Let $F (n, k)$ be the number of length $n$ strings that can be formed using $k$ discrete digits. Let $G (n, k)$ be the number of length $n$ palindromic strings that can be formed using $k$ discrete digits. Find $G (21, 7)-G (20, 7)$
Options: $f (10, 7)$, $f (20, 7)$, $f (10, 6)$, $f(21,7)$ Please note that options have some constant multiplied with them (which I don't remember now. So any answer which has these options multiplied with some constant would be correct
So, I tried to solve this in the following way. For G(21,7). We have to find palindromic strings from 7 distinct digits. Since length of palindrome is 21. There will be 11 unique digits (not necessarily distinct). So for each digit we have 7 choices. So 7^11 are the total number of such palindromes. Similarly for G(20,7) 7^10 will be the possible palindromes. However on subtracting the two I am not able to get the answer. Am I wrong somewhere?
G(21,7)
That means 21-digit palindromic number.

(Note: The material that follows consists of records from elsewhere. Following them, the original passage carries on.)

PR #8081, opened 2025-03-14
[CI] Playwright on Linux for PR validation

radical:
- Install playwright on Linux/GithubActions
-  Add RequiresPlaywright attributes, and discoverer and update tests to use that instead of an ActiveIssue
- Collect logs from template test runs on Github Actions

This enables 16 additional template tests to run on Linux/GHA.


RussKie (approved):
Looks sensible

PR #8085, opened 2025-03-15
Create database for Postgres resource

sebastienros:
## Description

Support database creation for `AddDatabase()` in Postgres container resource. If the database already exists nothing is done. Custom scripts can be provided.

Updated PgAdmin container version.

Part of https://github.com/dotnet/aspire/issues/7101

## Checklist

- Is this feature complete?
  - [x] Yes. Ready to ship.
  - [x] Yes
  - [ ] No
- Did you add public API?
  - [x] Yes
      - [ ] Yes
      - [ ] No
      - [ ] Yes
      - [ ] No
  - [ ] No
  - [ ] Yes
      - [ ] Yes
      - [ ] No
  - [x] No
  - [x] Yes
      - [ ] Yes
      - [ ] No
  - [ ] No

### DIFF
--- a/src/Aspire.Hosting.PostgreSQL/PostgresBuilderExtensions.cs
+++ b/src/Aspire.Hosting.PostgreSQL/PostgresBuilderExtensions.cs
@@ -575,7 +575,7 @@ public static class PostgresBuilderExtensions
             }
             catch (Exception e)
             {
-                var logger = serviceProvider.GetRequiredService<ILogger<DistributedApplicationBuilder>>();
+                var logger = serviceProvider.GetRequiredService<ResourceLoggerService>().GetLogger(npgsqlDatabase.Parent);
                 logger.LogError(e, "Failed to create database '{DatabaseName}'", npgsqlDatabase.DatabaseName);
             }
         }
@@ -591,7 +591,7 @@ public static class PostgresBuilderExtensions
             }
             catch (Exception e)
             {
-                var logger = serviceProvider.GetRequiredService<ILogger<DistributedApplicationBuilder>>();
+                var logger = serviceProvider.GetRequiredService<ResourceLoggerService>().GetLogger(npgsqlDatabase.Parent);
                 logger.LogError(e, "Failed to create database '{DatabaseName}'", npgsqlDatabase.DatabaseName);
             }
         }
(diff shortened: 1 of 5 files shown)


src/Aspire.Hosting.PostgreSQL/PostgresBuilderExtensions.cs
```diff
@@ -488,4 +554,46 @@ private static string WritePgAdminServerJson(IEnumerable<PostgresServerResource>
...
+        {
+            // User-provided script
+
+            try
+            {
+                using var command = npgsqlConnection.CreateCommand();
+                command.CommandText = scriptAnnotation?.Script;
+                await command.ExecuteNonQueryAsync(cancellationToken).ConfigureAwait(false);
+            }
+            catch (Exception e)
```
davidfowl, line 592: Don't we want to handle `            catch (PostgresException p) when (p.SqlState == "42P04")` here too? Or does the

src/Aspire.Hosting.PostgreSQL/PostgresDatabaseResource.cs
```diff
@@ -23,9 +24,18 @@ public class PostgresDatabaseResource(string name, string databaseName, Postgres
...
-    public ReferenceExpression ConnectionStringExpression =>
-       ReferenceExpression.Create($"{Parent};Database={DatabaseName}");
+    public ReferenceExpression ConnectionStringExpression
+    {
+        get
+        {
+            var connectionStringBuilder = new DbConnectionStringBuilder
+            {
+                ["Database"] = DatabaseName
+            };
```
davidfowl, line 34: What's special about this that we need to use the builder? Does it escape properly?

sebastienros: It does, and there is a functional test to validate we can pass database name with special chars to ensure the connection string and the default CREATE DATABASE script are correctly escaping.

sebastienros: I did it for Sql Server too btw.

src/Aspire.Hosting.PostgreSQL/PostgresBuilderExtensions.cs
sebastienros: Since the script could contain other things than create database I didn't want to hide errors. But now it's only supporting create db so it's doing the same thing.

eerhardt (approved):

PR #7575, opened 2025-02-12
Adding test coverage - validate arguments of public methods

Zombach:
Initial issues [#2649](https://github.com/dotnet/aspire/issues/2649)
Issues [#5047](https://github.com/dotnet/aspire/issues/5047)
[message](https://github.com/dotnet/aspire/issues/5047#issuecomment-2278838761)

## Checklist

- Is this feature complete?
  - [x] Yes. Ready to ship.
  - [ ] No. Follow-up changes expected.
- Are you including unit tests for the changes and scenario tests if relevant?
  - [x] Yes
  - [ ] No
- Did you add public API?
  - [ ] Yes
  - [x] No
- Does the change require an update in our Aspire docs?
  - [ ] Yes
  - [x] No

Added or Update public API test coverage for:
# Components
- [x] Aspire.Azure.Ai.OpenAi
- [x] Aspire.Azure.Data.Tables
- [x] Aspire.Azure.Messaging.EventHubs
- [x] Aspire.Azure.Messaging.ServiceBus
- [x] Aspire.Azure.Messaging.WebPubSub
- [x] Aspire.Azure.Search.Documents
- [x] Aspire.Azure.Security.KeyVault
- [x] Aspire.Azure.Storage.Blobs
- [x] Aspire.Azure.Storage.Queues
- [x] Aspire.Confluent.Kafka
- [x] Aspire.Elastic.Clients.Elasticsearch
- [x] Aspire.Keycloak.Authentication
- [x] Aspire.Microsoft.Azure.Cosmos
- [x] Aspire.Microsoft.Data.Sql.Client
- [x] Aspire.Microsoft.EntityFrameworkCore.Cosmos
- [x] Aspire.Microsoft.EntityFrameworkCore.SqlServer
- [x] Aspire.Milvus.Client
- [x] Aspire.MongoDB.Driver
- [x] Aspire.MySqlConnector
- [x] Aspire.NATS.Net
- [x] Aspire.Confluent.Kafka
- [x] Aspire.Npgsql.EntityFrameworkCore.PostgreSQL
- [x] Aspire.Npgsql
- [x] Aspire.OpenAI
- [x] Aspire.Oracle.EntityFrameworkCore
- [x] Aspire.Pomelo.EntityFrameworkCore.MySql
- [x] Aspire.Qdrant.Client
- [x] Aspire.RabbitMQ.Client
- [x] Aspire.Seq
- [x] Aspire.StackExchange.Redis.DistributedCaching
[...]

PR #8098, opened 2025-03-16
share-argument-exception-extension

Zombach:
## Description

[message](https://github.com/dotnet/aspire/pull/7575#discussion_r1976482906)

## Checklist

- Is this feature complete?
  - [x] Yes. Ready to ship.
  - [ ] Yes
  - [x] No
- Did you add public API?
  - [ ] Yes
      - [ ] Yes
      - [ ] No
      - [ ] Yes
      - [ ] No
  - [x] No
  - [ ] Yes
      - [ ] Yes
      - [ ] No
  - [x] No
  - [ ] Yes
      - [ ] Yes
      - [ ] No
  - [x] No


Zombach:
@danmoseley Hello. Please look. Made a check share code

src/Aspire.Hosting.Garnet/GarnetBuilderExtensions.cs
```diff
@@ -54,7 +54,7 @@ public static class GarnetBuilderExtensions
     public static IResourceBuilder<GarnetResource> AddGarnet(this IDistributedApplicationBuilder builder, [ResourceName] string name,
         int? port)
     {
-        return builder.AddGarnet(name, port, password: null);
+        return AddGarnet(builder, name, port, password: null);
```
danmoseley, line 57: why this change?

src/Aspire.Hosting.Redis/RedisBuilderExtensions.cs
```diff
@@ -39,7 +39,7 @@ public static class RedisBuilderExtensions
     /// </remarks>
     public static IResourceBuilder<RedisResource> AddRedis(this IDistributedApplicationBuilder builder, [ResourceName] string name, int? port)
     {
-        return builder.AddRedis(name, port, null);
+        return AddRedis(builder, name, port, null);
```
danmoseley, line 42: same question. style?

src/Components/Common/ArgumentExceptionExtensions.cs
```diff
@@ -0,0 +1,45 @@
...
+internal static class ArgumentExceptionExtensions
+{
+    /// <summary>
+    /// Adds a check Throw ArgumentException if argument is null or empty.
+    /// And return argument
+    /// </summary>
+    /// <param name="argument"></param>
+    /// <param name="paramName"></param>
+    /// <returns>argument not null</returns>
+    public static string ThrowIfNullOrEmpty(
```
danmoseley, line 18: style wise, not sure whether folks want all strings and string arrays in the codebase to have new methods or not. (i don't think I care, but in dotnet/runtime they would prefer explicit static methods)

@mitchdenny any opinion?

danmoseley: this team does love extension methods...

src/Aspire.Hosting.Redis/RedisResource.cs
```diff
@@ -16,6 +16,8 @@ public class RedisResource(string name) : ContainerResource(name), IResourceWith
     /// <param name="password">A parameter that contains the Redis server password.</param>
     public RedisResource(string name, ParameterResource password) : this(name)
     {
+        ArgumentNullException.ThrowIfNull(password);
```
danmoseley, line 19: where you've added new checks, do they need tests?

src/Aspire.Hosting.Garnet/GarnetBuilderExtensions.cs
Zombach: The problem is. What if we perform the line "Return Builder.adddganet (Name, Port, Password: Null);"
And Builder will come to us == null. Then we will get NULLREFERENEEXCEPTION

And if we use this option "Return Addganet (Builder, Name, Port, Password: Null);"
The same as in the first case, we will cause the overload of the method.
But in this case, we will not turn to Builder. Inside the overload, there is an audit on Argumentnullexception, which will check Builder and give a valid error.

src/Aspire.Hosting.Redis/RedisResource.cs
Zombach: I will add today. I will also add tests to "Builder.addgarnet ..." => "Addganet (Builder ..."
I just wanted to understand, this option is suitable for the implementation of the Share check

src/Components/Common/ArgumentExceptionExtensions.cs
danmoseley: I like that too.

Zombach:
@danmoseley If anything is ready, you can fill.

mitchdenny:
This looks good to me. Just need the covering tests for all the other resource types.

Zombach:
> This looks good to me. Just need the covering tests for all the other resource types.

And what exactly do I need to cover the tests in this MR?
I did not quite understand.
In my previous MR [#7575](https://github.com/dotnet/aspire/pull/7575) i have already covered these elements.

danmoseley (approved):

Zombach:
Here I came across several non -critical mistakes in tests.
Which depend on the operating system and on the localization of the system

image
In this screenshot, there is an error in due to '.' <=> ','

image
Here the problem arises due to the localization of the operating system on which the test is launched. 
Although the expected values ​​and the result of the test are equal in meaning, but still they are in different languages
Launch settings file does not contain 'not-exist' "··· Файл параметров запуска не содержит профиля "not-e"···

image
Also the problem of localization

I don't know how critical it is. But these are still errors

danmoseley:
Tests should pass in all locales

RussKie:
I _think_ there are (at least) two ways of solving this.

1. Tactical - set the culture for each test and unset at it at the end. E.g. something like this pseudocode:
    ```cs
        try
        {
             _originalCulture = Thread.CurrentThread.CurrentCulture;
             _originalUICulture = Thread.CurrentThread.CurrentUICulture;
 
             CultureInfo.DefaultThreadCurrentCulture = Culture;
             Thread.CurrentThread.CurrentCulture = "en-US";
             Thread.CurrentThread.CurrentUICulture = "en-US"
   
            // ... body of the test
        }
        finally
        {
             Thread.CurrentThread.CurrentCulture = _originalCulture;
             Thread.CurrentThread.CurrentUICulture = _originalUICulture;
        }
    ```
2. Pass the culture as a theory argument.
3. Strategic - add an attribute which can be applies to a test/fixture. Something like https://github.com/dotnet/winforms/commit/9a26e660c6f7f3663dac601a4bba64961e046fa1 (though it'd be simpler since there are no unmanaged resources here).

danmoseley:
@Zombach not about this PR directly, but chatting offline, I think we want to hold off on any future large "argument validation" PR's without agreement first. Yes, code changes should validate arguments. A PR fixing a particular instance is probably fine. But any more large scale ones don't make sense right now as we're biasing for speed, and it brings the risk of regressions.

Zombach:
> @Zombach not about this PR directly, but chatting offline, I think we want to hold off on any future large "argument validation" PR's without agreement first. Yes, code changes should validate arguments. A PR fixing a particular instance is probably fine. But any more large scale ones don't make sense right now as we're biasing for speed, and it brings the risk of regressions.

Yes, I will make Culture fix in a separate PR.
And i will roll back this one to the previous state (before Culture fix)

src/Aspire.Hosting.Azure.CognitiveServices/Aspire.Hosting.Azure.CognitiveServices.csproj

In order to form this number you use:
{a 10-digit number,let's say A}{any number from 0 to k-1}{the number A inverted, =one possible option}
so the possible combinations are F(10,7)*7*1
G(20,7)
That means 20-digit palindromic number. In order to form this number you use:
{a 10-digit number,let's say A}{the number A inverted, =one possible option}
so the possible combinations are F(10,7)*1
So:
$G(21,7)-G(20,7)=7*f(10,7)-F(10,7)=6*F(10,7)$